# Contact



## Brummig (Jan 14, 2011)

Bit of a rant I'm afraid.

We first found out about Little Red in June 2013, and she has been with us since Dec,  She has a very complicated family and we have had a number of conversations with her sw about contact.  We have always said we are open to letterbox contact.  At the planning meeting in Sept we discussed this and were told that as BM had not signed an agreement for letterbox contact it could not be set up, but they would try again to contact her.  At the review meeting last week everyone was happy for us to proceed with adoption order, but almost as an aside there was mention of contact with other (possible) siblings, there is an older sibling who has been adopted outside the family who we had agreed to letterbox with, and now it appears that there is potentially another sibling by Dad (although he denies paternity of Little Red) who has also been adopted.  SW proposed that we basically exchange phone numbers with both these adopters and arrange meet ups.  This does not feel at all comfortable, and seems totally at odds with all the caution advised previously.  SW has basically said 'sort it out yourselves', and we don't even know if they are all related!  Surely they should be involved in making contact with these people? Our SW is very unhappy about this situation but has not been in the office since the review meeting.
We love Little Red to bits and would not ever change her being with us, but we feel that we perhaps should delay putting in the order til this is sorted out.  Little Red's SW said we had agreed to contact in the plan and that was the legal doc that we must follow.  Has anyone else ever has anything like this?


----------



## GERTIE179 (Apr 20, 2005)

Hi,
At 
Not quite the same but at one of our LAC reviews the IRO and Senior SW of placing authority wanted to give direct contact in this manner with older half sibs who are in FC but contact with birth family. Due to their ages we always said we were happy with contact via SWs but then it felt like a u-turn and we were expected to just get on with it.

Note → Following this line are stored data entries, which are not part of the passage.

PR #1787, opened 2017-02-17
1786 dockerfile xenial

MarkosVakondios:
Image based on Ubuntu 16.04 Xenial and PHP 7


utils/docker/setup.sh
```diff
@@ -1,7 +1,7 @@
 #!/bin/bash
 
 # Start MySQL
-/usr/bin/mysqld_safe & 
+service mysql start
```
connortechnology: This is interesting.. not.. 

Should we not be using systemctl?  I know the backwards compatability stuff pretty much works... but not always..

MarkosVakondios:
Corrected both utils/docker/setup.sh & utils/docker/start.sh not to use upstart for MySQL starting, and hence no init system dependencies.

We held our ground and now have what we agreed to originally. It might all work out fine in long run but I didn't want us left with a situation that was hard to reverse or cause major security issues for us. 

I'd keep things polite and open but gently stand your ground. Your SW should be supporting your position and push to maintain your wishes.

Good luck x


----------



## Mummy DIY Diva (Feb 18, 2012)

Stand your ground I totally agree with Gertie.  Has little red actually got an established  relationship with the birth siblings?  If not I would question whether direct contact is in little reds interest at all and just letter box is probably the best thing for all involved.  If they do have a relationship then it's a different matter. But I think it should be managed by SW's at least for the first few sessions so you and others can feel comfortable.  The other adopters are likely to feel exactly like you.  Also the children will need support and understanding if this is to work and SW's should provide this.  Your sw really needs to get this sorted.  

Good luck x


----------



## Brummig (Jan 14, 2011)

Thanks guys.  There are conflicting reports from BM about whether the birth siblings still within family are aware of Little Red, 2 of them may have met her once at birth but not since.  The other sibling who is adopted has never had contact with Little Red, they had contact with siblings prior to adoption  but I believe only letterbox was in the order and birth family have not signed up.  This child has a different father so has no connection to the other adopted child who possibly has the same dad as Little Red.
Our SW is being very supportive of us - its Little Red's sw who is proposing these things.  I agree if there is to be contact it needs to done via sw in first place.


----------



## Mummy DIY Diva (Feb 18, 2012)

If little red doesn't have an established relationship then I honestly don't understand why direct contact is being suggested. Obviously this is a public forum and there may be reasons for this you can't mention but I would really ask for detailed information about why this is of benefit to your child.  It sounds very strange to me x x


----------



## weemoofrazz (Sep 6, 2013)

I have to agree with whats already been said. Stand your ground and ensure contact is letterbox only. As DIY stated if there is no relationship to maintain with siblings I can't see who the contact would benefit, if anything it may be detrimental, not least of all to your mental health! 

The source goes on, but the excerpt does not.